On Discrete Variables whose Sum is Absolutely Continuous

Abstract

If $\{Z_n\}, n = 1, 2, \ldots$ is a stationary stochastic process with $D$ states $0, 1, \cdots, D - 1$, and $X = \sum^\infty_1 Z_k/D^n$, Harris [1] has shown that the distribution of $X$ is absolutely continuous if and only if the $Z_n$ are independent and uniformly distributed over $0, 1, \cdots, D - 1$, i.e., if and only if the distribution of $X$ is uniform on the unit interval.
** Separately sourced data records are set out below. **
PR #106, opened 2015-09-30
Fixed some bugs

juliangarritano:
Now blurring button after mouseup.
Now wrapping buttons that span more than one line.

### DIFF
--- a/src/stylesheets/conversation.less
+++ b/src/stylesheets/conversation.less
@@ -1,15 +1,14 @@
 [data-region-main] {
-    @media (max-width: @screen-sm-min) {
+    @media (max-width:@screen-sm-min) {
         height: @main-region-height-mobile;
     }
-
     #sk-conversation {
         padding: @conversation-padding 18px 0 13px;
         height: @conversation-height;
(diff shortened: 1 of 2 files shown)


lemieux:
:+1:

mspensieri:
:+1:

dannytranlx:
:+1:

src/stylesheets/conversation.less
```diff
@@ -190,5 +182,4 @@
             }
         }
     }
-}
-
+}
```
dannytranlx: @lemieux Doesn't the new csscomb add those usually? Are we all using the same formatter?

lemieux: ask @juliangarritano if he is using it first :p

juliangarritano: I am not using csscomb/
Dafuq is that?

juliangarritano: Should I be using csscomb?

juliangarritano: I don't really like the spacing it does much

PR #231, opened 2016-04-08
Check for existing message without id when adding messages

lemieux:
A small bug caused sent messages to appear twice for a fraction of a second when it was received by faye.

This change will ensure the new message won't get added to the conversation.

@mspensieri @Mario54 @dannytranlx

### DIFF
--- a/src/js/reducers/conversation-reducer.js
+++ b/src/js/reducers/conversation-reducer.js
@@ -20,7 +20,12 @@ const sortMessages = (messages) => messages.sort((a, b) => {
 });
 
 const addMessage = (messages, message) => {
-    const existingMessage = messages.find((m) => m._id === message._id);
+    let existingMessage = messages.find((m) => m._id === message._id);
+
+    // let's try to match against recently sent messages instead
+    if (!existingMessage) {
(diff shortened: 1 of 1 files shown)


Mario54:
:+1:

src/js/reducers/conversation-reducer.js
```diff
@@ -20,7 +20,12 @@ const sortMessages = (messages) => messages.sort((a, b) => {
 });
 
 const addMessage = (messages, message) => {
-    const existingMessage = messages.find((m) => m._id === message._id);
+    let existingMessage = messages.find((m) => m._id === message._id);
+
+    // let's try to match against recently sent messages instead
+    if (!existingMessage) {
```
mspensieri: Could check for `role === 'appUser'` here as a small optimization. App maker messages that come in through faye shouldn't suffer from this bug

mspensieri:
:+1:

src/js/reducers/conversation-reducer.js
lemieux: true, I'll add that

In this note we show that if $\{Z_n\}, n = 1, 2, \cdots$ is any stochastic process with $D$ states $0, 1, \cdots, D - 1$ such that $X = \sum^\infty_1 Z_n/D^n$ has an absolutely continuous distribution, then the conditional distribution of $R_k = \sum^\infty_{n = 1} Z_{k + n}/D^n$ given $Z_1, \cdots, Z_k$ converges to the uniform distribution on the unit interval with probability 1 as $k \rightarrow \infty$. It follows that the unconditional distribution of $R_k$ converges to the uniform distribution as $k \rightarrow \infty$. Since if $\{Z_n\}$ is stationary the distribution of $R_k$ is independent of $k$, the result of Harris follows.